- **Exercise brief**: Reproduce, from the lines below, exactly the stretch that begins at the line containing "8. Assert when" and ends at the line containing "- Assert any attempt to modify DB tables using native", both included.

Collected data entries:

Issue #440, opened 2022-11-03
New RPC endpoint send_read_only_transaction


linh2931:
This is the first of the three phases of implementing parallel readonly transaction execution. The task is to make sure readonly transactions to be handled correctly without multithreading involved. After this is done, move to parallelizing readonly transactions and necessary configuration changes.

1. Create a new RPC endpoint `send_readonly_transaction`.
2. Do not set contract account usage with default CPU and NET usage initially.  This is to prevent `resource_limits_config_object` from updated.
3. Do not create `transaction_object`, as duplicate transaction checking is not needed for readonly transactions.
4. Do not increment action sequence (dynamic_global_property_object), receiver sequence (`account_metadata_object`), auth sequence (`account_metadata_object`) at the end of transaction execution. Readonly transactions should be a no-op on those sequences. 
5. Do not update transaction usage (`resource_usage_object`) at the end of transaction execution.
6. Do not allow authority checks so that `permission_usage_object` is not updated.
7. Assert when a user (a smart contract) tries to modify DB states. Specifically, add asserts to `db_store_i64`, `db_update_i64`, and `db_remove_i64` in `chain/apply_context.cpp`, `store`, `update`, and `remove` in `generic_index` class in `apply_context.hpp`.
8. Assert when native functions are called to change database. Specifically, add assert to any method in `eosio_contract.cpp` which modifies DB states. 
9. Set `chainbase` mode to `assert_on_wirte`. Assert if any of `create`, `modify`, `remove` is called. This is intended to be a safety net. Any assert in `assert_on_wirte` mode is a bug which requires a fix.
10. Only enforce block CPU deadline, and in next phase enforce parallel readonly transactions deadline.
11. Do not perform deepmind logging for readonly transactions.

See also
https://github.com/eosnetworkfoundation/product/issues/95
https://github.com/AntelopeIO/leap/issues/364

PR #558, opened 2022-12-08
introduce new read-only transaction RPC end point

linh2931:
Resolved https://github.com/AntelopeIO/leap/issues/440

This PR introduces a new read-only transaction RPC end point. Major features are

- Provide a new endpoint `send_read_only_transaction`
- Provide a cleos `push transaction` option `--read` for pushing read-only transaction
- Provide a cleos `push action` option `--read` for pushing read-only action
- Do not sign any read-only transactions by `cleos`
- Do not allow any permissions for read-only transactions
- Assert any attempt to modify DB tables using DB API host functions
- Assert any attempt to modify DB tables using native functions
- Do not modify global_action_sequence and recv_sequence
- Do not do deepmind logging
- Add a catch-all flag in Chainbase to prevent any unlikely missed DB modification attempts.
- Add integration tests for cleos/chain_plugin/producer_plugin.
- Add unit tests for internal logic

Please note, the Chainbase submodule commit will be updated after corresponding Chainbase PR https://github.com/AntelopeIO/chainbase/pull/4 is merged.


plugins/chain_plugin/chain_plugin.cpp
```diff
@@ -2521,6 +2521,42 @@ void read_only::compute_transaction(const compute_transaction_params& params, ne
...
+
+void read_only::send_read_only_transaction(const send_read_only_transaction_params& params, next_function<send_read_only_transaction_results> next) const {
+   try {
+      auto pretty_input = std::make_shared<packed_transaction>();
+      auto resolver = make_resolver(db, abi_serializer::create_yield_function( abi_serializer_max_time ));
+      try {
+         abi_serializer::from_variant(params.transaction, *pretty_input, resolver, abi_serializer::create_yield_function( abi_serializer_max_time ));
+      } EOS_RETHROW_EXCEPTIONS(chain::packed_transaction_type_exception, "Invalid packed transaction")
+
+      app().get_method<incoming::methods::transaction_async>()(pretty_input, false /* api_trx */, transaction_metadata::trx_type::read_only, true /* return_failure_trace */,
```
heifner, line 2533: Both here and compute_transaction, `api_trx` should be `true`. It is only used (in `main`) to determine which subjective billing configuration to honor. Subjective billing is not applicable to read_only and compute_transaction, but these are both technically api trxs (and not p2p transactions which is what `false` means).

plugins/producer_plugin/producer_plugin.cpp
```diff
@@ -2006,7 +2008,13 @@ producer_plugin_impl::push_transaction( const fc::time_point& block_deadline,
       }
    }
 
+   if( trx->is_read_only() ) {
+      chain.set_db_read_only_mode();
+   }
    auto trace = chain.push_transaction( trx, block_deadline, max_trx_time, prev_billed_cpu_time_us, false, sub_bill );
```
heifner, line 2014: An exception thrown here leaves chain in read_only mode. Also not sure how this will work when you make it multi-threaded. I would have expected the `set_db_read_only_mode` to be set elsewhere according to a timer.

programs/cleos/main.cpp
```diff
@@ -492,6 +495,16 @@ fc::variant push_transaction( signed_transaction& trx, const std::vector<public_
...
+         } else if( tx_read ) {
+            EOSC_ASSERT( !tx_retry_lib, "ERROR: --retry-irreversible can not be used with --read" );
+            EOSC_ASSERT( !tx_retry_num_blocks, "ERROR: --retry-num-blocks can not be used with --read" );
+            try {
+               auto args = fc::mutable_variant_object ("transaction", packed_transaction(trx,compression));
+               return call( send_read_only_txn_func, args );
+            } catch( chain::missing_chain_api_plugin_exception& ) {
+               std::cerr << "New RPC readonly_transaction may not be supported. Submit to a different node." << std::endl;
+               throw;
+            }
```
heifner, line 507: Seems like this could be combined with the above `if` and remove some duplicate code.

heifner (changes requested):

libraries/chain/eosio_contract.cpp
```diff
@@ -417,6 +425,8 @@ void apply_eosio_linkauth(apply_context& context) {
 void apply_eosio_unlinkauth(apply_context& context) {
 //   context.require_write_lock( config::eosio_auth_scope );
 
+   EOS_ASSERT( !context.trx_context.is_read_only(), action_validate_exception, "unlinkauth not allowed in read-only transaction" );
+
    auto& db = context.db;
    auto unlink = context.get_action().data_as<unlinkauth>();
```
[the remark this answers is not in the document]
linh2931: Thanks. I missed it. canceldelay modifies `generated_transaction_object`. Will add the check.

libraries/chain/apply_context.cpp
```diff
@@ -363,7 +363,7 @@ void apply_context::execute_inline( action&& a ) {
                                       control.pending_block_time() - trx_context.published,
                                       std::bind(&transaction_context::checktime, &this->trx_context),
                                       false,
-                                      trx_context.is_dry_run(),
+                                      trx_context.is_dry_run() || trx_context.is_read_only(), // check_but_dont_fail
```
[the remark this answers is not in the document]
linh2931: Thanks for your point! I will modify `controller::skip_auth_check()` to return `true` if a transaction is read-only, so all auth checks in the code are skipped.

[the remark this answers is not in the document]
linh2931: Actually I cannot just change `controller::skip_auth_check()`. Will skip auth check on transaction basis.

libraries/chain/apply_context.cpp
```diff
@@ -182,7 +182,7 @@ void apply_context::exec_one()
       print_debug(receiver, trace);
    }
 
-   if (auto dm_logger = control.get_deep_mind_logger())
+   if (auto dm_logger = control.get_deep_mind_logger(); dm_logger && !trx_context.is_read_only())
```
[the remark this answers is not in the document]
linh2931: Currently only in push_transaction of controller.cpp, deepmind is not logged for compute_transactions. I will make make compute_transaction consistent.

libraries/chain/controller.cpp
```diff
@@ -1592,7 +1592,7 @@ struct controller_impl {
                              std::move(trx_context.executed_action_receipt_digests) );
 
             // call the accept signal but only once for this transaction
-            if (!trx->is_dry_run()) {
+            if (!trx->is_dry_run() && !trx->is_read_only()) {
```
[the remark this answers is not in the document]
linh2931: Great idea. Will do that.

libraries/chain/transaction_context.cpp
```diff
@@ -222,6 +222,66 @@ namespace eosio { namespace chain {
       is_initialized = true;
    }
 
+   void transaction_context::init_for_read_only_trx()
+   {
+      // For read-only transactions, net and ram limits are not enforced.
```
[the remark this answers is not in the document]
linh2931: Correct. This function (`init_for_read_only_trx`) does not do any ram checks.

libraries/chain/transaction_context.cpp
```diff
@@ -321,6 +386,8 @@ namespace eosio { namespace chain {
    void transaction_context::finalize() {
       EOS_ASSERT( is_initialized, transaction_exception, "must first initialize" );
 
+      if ( is_read_only() ) return;
```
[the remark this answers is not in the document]
linh2931: Will change. Thanks.

libraries/chain/transaction_context.cpp
```diff
@@ -222,6 +222,66 @@ namespace eosio { namespace chain {
...
+      }
+
+      if(control.skip_trx_checks()) {
+         transaction_timer.start( fc::time_point::maximum() );
+      } else {
+         transaction_timer.start( _deadline );
+         checktime(); // Fail early if deadline has already been exceeded
+      }
+
+      is_initialized = true;
```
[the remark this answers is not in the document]
linh2931: I don't like the duplicate code. But we would add quite a few `if`s in `init` method.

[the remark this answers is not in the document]
heifner: This is complicated code that I think needs to be kept with the rest, I'm concerned about duplicating it due to maintenance.

plugins/producer_plugin/producer_plugin.cpp
greg7mdp: I think it should use a RAII object with a static counter, sets it to read_only when the counter is incremented 0 -> 1, and set to read_write  when the last destructor resets the counter to 0.

linh2931: This is only a temporary place to set the DB read_only_mode. It will be moved to where we toggle single threaded and multi-threaded execution modes when multi-threaded is implemented. But I will add a catch here to prevent DB stuck in read_only mode for now. Thanks.

plugins/chain_plugin/chain_plugin.cpp
linh2931: Thanks for the explanation.

programs/cleos/main.cpp
linh2931: Thanks.

libraries/chain/apply_context.cpp
```diff
@@ -289,7 +289,7 @@ void apply_context::require_recipient( account_name recipient ) {
          schedule_action( action_ordinal, recipient, false )
       );
 
-      if (auto dm_logger = control.get_deep_mind_logger()) {
+      if (auto dm_logger = control.get_deep_mind_logger(); dm_logger && !trx_context.is_read_only()) {
```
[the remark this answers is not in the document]
linh2931: Thanks for your suggestion. Since read-only is an exception to deep-mind logging, it helps to understand the code by specifically showing when we don't do deep-mind logging.

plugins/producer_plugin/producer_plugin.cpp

- **Written answer**:
8. Assert when native functions are called to change database. Specifically, add assert to any method in `eosio_contract.cpp` which modifies DB states. 
9. Set `chainbase` mode to `assert_on_wirte`. Assert if any of `create`, `modify`, `remove` is called. This is intended to be a safety net. Any assert in `assert_on_wirte` mode is a bug which requires a fix.
10. Only enforce block CPU deadline, and in next phase enforce parallel readonly transactions deadline.
11. Do not perform deepmind logging for readonly transactions.

See also
https://github.com/eosnetworkfoundation/product/issues/95
https://github.com/AntelopeIO/leap/issues/364

PR #558, opened 2022-12-08
introduce new read-only transaction RPC end point

linh2931:
Resolved https://github.com/AntelopeIO/leap/issues/440

This PR introduces a new read-only transaction RPC end point. Major features are

- Provide a new endpoint `send_read_only_transaction`
- Provide a cleos `push transaction` option `--read` for pushing read-only transaction
- Provide a cleos `push action` option `--read` for pushing read-only action
- Do not sign any read-only transactions by `cleos`
- Do not allow any permissions for read-only transactions
- Assert any attempt to modify DB tables using DB API host functions
- Assert any attempt to modify DB tables using native functions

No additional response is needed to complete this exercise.